Quando origina il principio del dissenso? Quando il consenso si spezza in una visione spiazzante, in un pensiero critico e controcorrente? In un tempo lungo, così la vedo. Il tempo delle radici. Il tempo in cui nutrire memoria, in cui riportare al cuore piccoli sogni, sorrisi, inciampi che sono chiusi da qualche parte in attesa di fiorire, di costruire questa strada in cui l’idea banale del consenso si spezza.

“In un tempo di ricerca del consenso (compiacimento, compiacere e dunque conformismo) la parola della filosofia è dis-senso” [Lucio Saviani].

La parola filosofica, così come la parola poetica. Quando la poesia svolge il ruolo anarchico di sabotaggio. Quando spiazza con il suo inatteso le regole di ciò che ci aspettiamo, banalmente ci aspettiamo. Quando è arcaica, fuori dalla storia. Capace di innalzare il dialogo a un tempo non banale ma sacro. Quando non dice, non dichiara, ma solleva lo sguardo. Accende una lucina, crea un inciampo. Tace, quando non si può dire.

Parliamo di trasgressione? Per fare che? Nella società dello spettacolo tutto è trasgressione, quindi niente è più conformista.

Ho in mano il libro di un monaco di Sant’Antimo, prezioso dono di due amici del cuore. David Jones scrive poesie. Con una dolcezza estrema: “Sopra una pagina una parola non invecchia, non appassisce un pensiero”. Parla delle persone che incontra, tra un canto gregoriano e una preghiera alla stella mattutina, quelle nelle “salde grinfie della morfina del frastuono”. E scrive che esiste “qualcos’altro sulla terra che l’immischiarsi, un cielo distante di pensieri non uditi, non conosciuti -aldilà di questa porta di umanità solitaria un intero cosmo si culla sopra una piccola anima dannata”.

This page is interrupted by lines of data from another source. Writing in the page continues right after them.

Issue #5782, opened 2018-03-26
[Breakpoints] U+2028 and U+2029 characters throw off pause locations


karlcow:
Issues met when working with this issue https://webcompat.com/issues/16130

1. With Firefox Nightly 61.0a1 (2018-03-25) (64-bit)
2. Open devtools
3. Go to http://www.ximalaya.com/14647138/album/6527131/
4. Go to debugger
5. Find almond.js ( http://s1.xmcdn.com/js/almond.js?v=20180319144900 )
6. Unminify it (long script 109,510 lines once unminified)
7. Try to set a breakpoint by clicking on the left side of the line.

Actual: Nothing is happening

Expected: breakpoint is set.

jasonLaster:
hmm, that's interesting @AnshulMalik. can you share a bit more... Maybe some surrounding code?

jasonLaster:
wow great discovery, i wouldn't have thought of that. Can you please walk us through your process a bit more

AnshulMalik:
So, here is the process, how I discovered those chars:
- Download `almond.js` locally (`wget http://s1.xmcdn.com/js/almond.js?v=20180319144900`)
- Open it in editor(vscode in my case)
- Go to line 193, you'll see there are some characters which are binary and can not be displayed so there is a `?` kind of symbol.
- We can also see the ascii or hex value of character present at that location with `hexdump -s 6645 -n 100 -C almond.js`

And if we remove those `?` symbol chars, the parser works as expected.

jasonLaster:
CC @jimblandy

loganfsmyth:
There may be other cases I'm missing, but there is two primary issues here. One is easy to fix, but the other is harder.

Essentially, the issue is that JS has _5_ newline tokens (`\r\n`, `\r`, `\n`, `\u2028`, and `\u2028`), but at least a few places in the codebase assume that it is all `\n`.

* https://github.com/devtools-html/debugger.html/blob/ecc967e59b97ba95a25191abf308470ee6345d46/src/utils/source.js#L269
* https://github.com/devtools-html/debugger.html/blob/ecc967e59b97ba95a25191abf308470ee6345d46/src/utils/source.js#L388

While those two are easy to fix, there's one more that I came across. CodeMirror itself. CodeMirror splits all input code on `/\r?\n/` to split the user code into multiple lines. You can _kind_ of configure this in that we can:
[...]

PR #6906, opened 2018-08-30
Migrate to Monaco Editor

rebornix:
As title.


jasonLaster:
thanks @rebornix

src/components/Editor/Preview/index.js
```diff
@@ -33,90 +33,102 @@ type State = {
...
+  //   if (!inPopup(e)) {
+  //     this.props.clearPreview();
+  //   }
+  // }
+
+  onMouseOver = e => {
+    const { target } = e;
+    if (this.props.selectedFrameVisible) {
+      console.log("target");
+      this.props.updatePreview(target, this.props.editor);
```
jasonLaster: getting the preview popup to work well has been one of the biggest challenges. Can't wait to test that

src/components/Editor/Tabs.js
```diff
@@ -68,9 +82,25 @@ class Tabs extends PureComponent<Props, State> {
...
 
   componentDidUpdate(prevProps) {
-    if (!(prevProps === this.props)) {
-      this.updateHiddenTabs();
+    if (prevProps === this.props) {
+      return;
+    }
+
+    // @todo verify its correctness.
+    if (
```
jasonLaster: this has very little to do with codemirror - is it affected by monaco or are you trying to help us tackle a separate hard problem. This is interesting to me because the old approach has some style calculations which affect the dom ...

src/components/Editor/index.js
```diff
@@ -436,14 +427,17 @@ class Editor extends PureComponent<Props, State> {
...
 
       if (selectedSource && hasDocument(selectedSource.id)) {
         const doc = getDocument(selectedSource.id);
-        const lineText: ?string = doc.getLine(line);
+        const lineText = doc.getLineContent(line);
         column = Math.max(column, getIndentation(lineText));
       }
-      scrollToColumn(editor.codeMirror, line, column);
+
+      editor.monaco.revealPosition({ lineNumber: line, column: column });
```
jasonLaster: one of our concerns is we don't want to scroll every time the user moves, just when it is not visible. Does this do that?

src/components/Editor/index.js
```diff
@@ -558,11 +586,10 @@ class Editor extends PureComponent<Props, State> {
 
     return (
       <div>
-        <DebugLine />
-        <HighlightLine />
-        <EmptyLines editor={editor} />
```
jasonLaster: 👍

src/components/shared/Popover.js
```diff
@@ -136,43 +136,31 @@ class Popover extends Component<Props, State> {
...
-      };
-    } else {
-      targetMid = {
-        x: targetRect.left - popoverLeft + targetRect.width / 2 - 8,
-        y: 0
-      };
+      const top = targetRect.top + targetRect.height;
+      const targetMid = targetRect.width / 2 - 8;
+
+      return { left: targetRect.left, top, orientation: "down", targetMid };
```
jasonLaster: lol

src/components/shared/Popover.js
```diff
@@ -184,27 +172,22 @@ class Popover extends Component<Props, State> {
...
+    const top = targetRect.top - tooltipRect.height;
+    // const editorRect = editor.getBoundingClientRect();
+    // const targetRect = this.props.targetPosition;
+    // const left = this.calculateLeft(targetRect, editorRect, tooltipRect);
+    // const enoughRoomForTooltipAbove =
+    //   targetRect.top - editorRect.top > tooltipRect.height;
+    // const top = enoughRoomForTooltipAbove
+    //   ? targetRect.top - tooltipRect.height
+    //   : targetRect.bottom;
+    return { left: targetRect.left, top, orientation: "up", targetMid: { x: 0, y: 0 } };
```
jasonLaster: this is so much simpler. I can't wait to play with it

src/utils/monaco/source-editor.js
```diff
@@ -0,0 +1,76 @@
...
+
+// (1) Desired editor features:
+import "monaco-editor/esm/vs/editor/browser/controller/coreCommands.js";
+import "monaco-editor/esm/vs/editor/contrib/hover/hover.js";
+import "monaco-editor/esm/vs/editor/contrib/folding/folding.js";
+import "monaco-editor/esm/vs/editor/standalone/browser/quickOpen/gotoLine.js";
+import { ModelDecorationOptions } from "monaco-editor/esm/vs/editor/common/model/textModel";
+import * as monaco from "monaco-editor/esm/vs/editor/editor.api.js";
+
+import "monaco-editor/esm/vs/basic-languages/monaco.contribution";
```
jasonLaster: 👍

webpack.config.js
```diff
@@ -27,6 +27,7 @@ const webpackConfig = {
     // We always generate the debugger bundle, but we will only copy the CSS
     // artifact over to mozilla-central.
     debugger: getEntry("src/main.js"),
+    "editor.worker": "monaco-editor/esm/vs/editor/editor.worker.js",
```
jasonLaster: 👍

jasonLaster:
wow this works really well! I can't believe how good it is off the bat. Many things that we spent a lot of time on, seem to just work, which is huge.

I found a couple of rough edges:
- hovering on variables (hovering on the token, moving the mouse off the token, moving the mouse to the preview, moving off of preview, scrolling while in the preview)
- shortcuts like cmd+b/cmd+shift+b should toggle breakpoints (open a conditional panel). the panel does open if you right click on a breakpoint in the panel and select add condition. The panel works beautifully, horizontal scrolling is great
- right click should open context menus. both click events and keyboard events should be easy to fix.
- this is so minor, but it'd be nice to have a light theme while testing cause it is so distracting

darkwing:
@rebornix I managed to capture on camera my reaction when this came in:

awesome

Wow, this is amazing work!  I'll be looking it over and testing a few things, much as Jason has, over the next few hours.  Thank you so much!

src/components/Editor/index.js
```diff
@@ -104,80 +116,111 @@ type State = {
...
   }
 
   setupEditor() {
-    const editor = getEditor();
-
-    // disables the default search shortcuts
-    // $FlowIgnore
-    editor._initShortcuts = () => {};
+    const editor = new SourceEditor({
+      theme: "vs",
```
rebornix: @jasonLaster , any idea of how I can access the current theme option? It seems that themes are controlled by css but not options directly, or maybe I miss something.

src/components/Editor/Tabs.js
rebornix: Agreed, removed this out from this PR.

rebornix:
@jasonLaster it worked better before I merged the code with upstream, it has been 6 months since my last update, so many things changed ;) I made some changes real quick


> shortcuts like cmd+b/cmd+shift+b should toggle breakpoints (open a conditional panel). the panel does open if you right click on a breakpoint in the panel and select add condition. The panel works beautifully, horizontal scrolling is great

It now works ;)

> right click should open context menus. both click events and keyboard events should be easy to fix.

Right click can now invoke the proper context menu. The problem here right now is we can right click on the context menu, which will invoke system's context menu. I'd love to know how you fix this issue with CodeMirror.

> this is so minor, but it'd be nice to have a light theme while testing cause it is so distracting
 
I switched back to light theme for now. Once I know how to access the theme option we make it align.

> I haven't checked the profile yet. I wonder how it compares.

I like the performance gain of `setText` but I'm also surprised by Code Mirror's syntax highliting, which is lazy and fast. Apparently there are tons of things we can learn from Code Mirror.

marijnh:
Aww, it'd be sad to lose my favorite user, but so it goes. Could you enumerate the pain points that motivated this? Also see the plans for the future at https://codemirror.net/6/ , which should, once realized, put CodeMirror ahead in terms of architecture, speed, and accessibility again.

darkwing:
@rebornix I don't believe getting the theme is available at the moment, but I'll do more digging to find out how to make it available.

src/components/Editor/index.js
rebornix: The position is revealed only when necessary, which means it only scrolls when it's not visible. We can also use `revealPositionInCenter` if we want to reveal the position to the center of the viewport when necessary.

rebornix:
Cleaned up the code a bit more, and I tried to make the code change minimal by reusing the same API signatures. I have revisited popover/hover yet but will do later. With current code change, breakpoint/conditionPanel/contextMenu/search should work, probably not perfectly.

I also ran into one issue with the layout change. When I drag the sash between different panes, I didn't receive any event/updates in editor component, which means we don't have a chance to resize the editor properly. Anyone has ideas on this?

src/components/Editor/ConditionalPanel.js
```diff
@@ -67,21 +72,20 @@ export class ConditionalPanel extends PureComponent<Props> {
...
+    const { editor } = this.props;
+    if (this.expressionOverlay !== null) {
+      editor.monaco.removeOverlayWidget(this.expressionOverlay);
+      this.expressionOverlay = null;
     }
-  }
+    if (this.expressionViewZone >= 0) {
+      editor.monaco.changeViewZones(accessor => {
+        accessor.removeZone(this.expressionViewZone);
+        this.expressionViewZone = -1;
```
jasonLaster: what's going on here?

src/components/Editor/Preview/index.js
```diff
@@ -72,52 +57,125 @@ class Preview extends PureComponent<Props, State> {
...
+
+          // CONTENT_TEXT
+          if (e.target.type !== 6) {
+            this.onTokenLeave(e);
+            return;
+          }
+
+          const text = editor.monaco
+            .getModel()
+            .getWordAtPosition(e.target.position);
```
jasonLaster: this looks better than relying on the spans. i think we might want to use the cursor position if we can, but that might be fraught... This would help us differentiate in the case of hovering on `a`, `b`, or `c` e.g. `a.b.c.`

jasonLaster:
)

src/components/Editor/ConditionalPanel.js
rebornix: The way we draw the conditional panel in Monaco is 

* Render a whitespace area after Line A
* Put a DOM node, which is the conditional panel on top of the whitespace area (so in our case, the DOM node is managed by React)


When we hide the conditional panel, we need to remove the whitespace area from the editor. That's what the code is doing here.

darkwing:
Wanted to mention quickly; clicking the pretty print ("{}") button of a source breaks the debugger UI.  I tracked it down to:

```js
// /src/utils/monaco/index.js
export function shouldShowFooter(selectedSource, horizontal) {
  if (!horizontal) {
    return true;
  }
  if (!selectedSource) {
    return false;
  }
  return (
    shouldShowPrettyPrint(selectedSource) ||
    isOriginalId(selectedSource.get("id"))
  );
}
```

I think changing to `selectedSource.id` should fix the problem.

jasonLaster:
does monaco have an idea of documents so that we can load a source once and not have to tokenize/highlight it each time?

rebornix:
Some quick answers to @jasonLaster 's question:

> does monaco have an idea of documents so that we can load a source once and not have to tokenize/highlight it each time?

Monaco's text model will hold reference to both the content and tokens (if available), as long as the model is not disposed, the tokens will be not deleted. The model is created the first time we load the file https://github.com/rebornix/debugger.html/blob/monaco/src/utils/monaco/source-documents.js#L50-L57 and cached in https://github.com/rebornix/debugger.html/blob/monaco/src/utils/monaco/source-documents.js#L11 . If we don't remove the document when switching between different files (I don't think we are eagerly disposing them), then we are good, the document will only be tokenized once.

> I'm seeing some funny business with the flex layout, and the horizontal scrollbar.

As we discussed in community call two weeks ago, right now I didn't get any layout update event from editor components passed in props https://github.com/rebornix/debugger.html/blob/bb8611e795d02d28a53d07f25739a3c3b3ea3115/src/components/Editor/index.js#L86-L87 , if we can get proper size update event, we just need to call `editor.layout()` and Monaco will align its size with its container. @jasonLaster or @janodvarko probably have ideas how the hook up the events with the relayout ;)

>  this looks better than relying on the spans. i think we might want to use the cursor position if we can, but that might be fraught... This would help us differentiate in the case of hovering on a, b, or c e.g. a.b.c.

We discussed this in the community call as well and it is about what kind of tokens we want to fetch from the editor when hover. Instead of relying on tokenizers (which majorly focus on highlighting), in Monaco, we provide word around cursor by separating the line content by word separators https://github.com/Microsoft/vscode/blob/master/src/vs/monaco.d.ts#L2568 , by default its value is 

    `~!@#$%^&*()-=+[{]}\\|;:\'",.<>/?`

as you can see above, `.` is being seen as a word separator. So we can know for sure, which character we are hovering on in the case of `a.b.c`.

rebornix:
@darkwing @janodvarko thanks for pointing out the `selectedSource.get()` bug, it seems this syntax was removed in last half year but now I already removed all legacy code so the bug is gone.

src/components/Editor/Preview/index.js
```diff
@@ -72,52 +57,125 @@ class Preview extends PureComponent<Props, State> {
     this.updateHighlight(prevProps);
   }
 
+  componentWillUnmount() {
+    console.log("unmount");
```
JimLiu: could be removed :)

jasonLaster:
I'm closing because this is a bit dated. This was a fantastic experiment and will be a really useful point of comparison. 

Thanks!

jasonLaster:
Hey @rebornix do you think monaco would help with #5782 ?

Il monaco mette in dubbio la banalità delle cose che sembrano far parte di un dispositivo idiota. Di narcisismo minore, per sentirsi parte del gregge. Lo fa col suo amore arcaico per il divino. Per la sua fiducia che oltre il frastuono esista uno spazio spirituale in cui tacere, in cui pregare. Immagino che il giudizio della cultura di massa possa farsi beffarde risate per questo povero scemo in tonaca, per questo piccolo uomo che crede in un valore e non nella mercificazione di tutto, poesia e cultura.

Ecco, io amo quel monaco. Come le suore di clausura di Tuscania, capaci di restare un mese in silenzio e meditazione, mentre fuori i ruggenti accaparratori di profitti ululano al tempo, di fretta e di crudeltà, per raccontarci e raccontarsi che questo dispositivo sociale, politico, bellico, economico, è l’unico possibile. E che per difenderlo occorre fare guerre, per mantenerlo, come forma primaria di libertà, occorre rinunciare a tutto, alla libertà stessa, all’arte, alla bellezza, in cambio del controllo sociale.

Così va il mondo, conclude il barbiere filosofo e anarchico: mi piace quando il tuo dissenso ti porta sulle strade poco battute, arcaiche e imprevedibili della vita.